_Task data_:
##############################

PR #411, opened 2018-01-15
Cleanup Azure AKS install instructions

yuvipanda:
- Most people don't need to create ad accounts manually,
  so remove it.
- Do not use environment variables. People might not know what
  they are, and for the people who do, they can use it even if
  we do not mention it
- Add several missed steps that someone on a new account might
  need, such as enabling the APIs and creating a special SSH key  

Things to do:

- [ ] Note AKS limitations - no RBAC and no prePuller, and explain how to
      work around for both helm init and jupyterhub itself

### DIFF
--- a/doc/source/create-k8s-cluster.rst
+++ b/doc/source/create-k8s-cluster.rst
@@ -216,6 +216,15 @@ Setting up Kubernetes on Microsoft Azure Container Service (AKS)
 
    The response should list three running nodes and their kubernetes versions!
 
+.. note::
+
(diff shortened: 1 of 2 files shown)


yuvipanda:
@ryanlovett note that I used my berkeley.edu account and did not have to create any special purpose ad accounts.

ryanlovett:
> I did not need to run the az provider register commands.

Interesting, I did need to do that today for a new cluster.

PR #412, opened 2018-01-15
Fixup AKS instructions + include helm instructions for AKS

yuvipanda:
Followup to #411


choldgraf:
this looks good to me - I'll merge this now since I'll take a pass through these instructions this week as well and can spot-check confusion points then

##############################

_Exercise details_: The line with "purpose ad accounts." through the last line of the data: write these out exactly, and no others.

_Final answer_:
@ryanlovett note that I used my berkeley.edu account and did not have to create any special purpose ad accounts.

ryanlovett:
> I did not need to run the az provider register commands.

Interesting, I did need to do that today for a new cluster.

PR #412, opened 2018-01-15
Fixup AKS instructions + include helm instructions for AKS

yuvipanda:
Followup to #411


choldgraf:
this looks good to me - I'll merge this now since I'll take a pass through these instructions this week as well and can spot-check confusion points then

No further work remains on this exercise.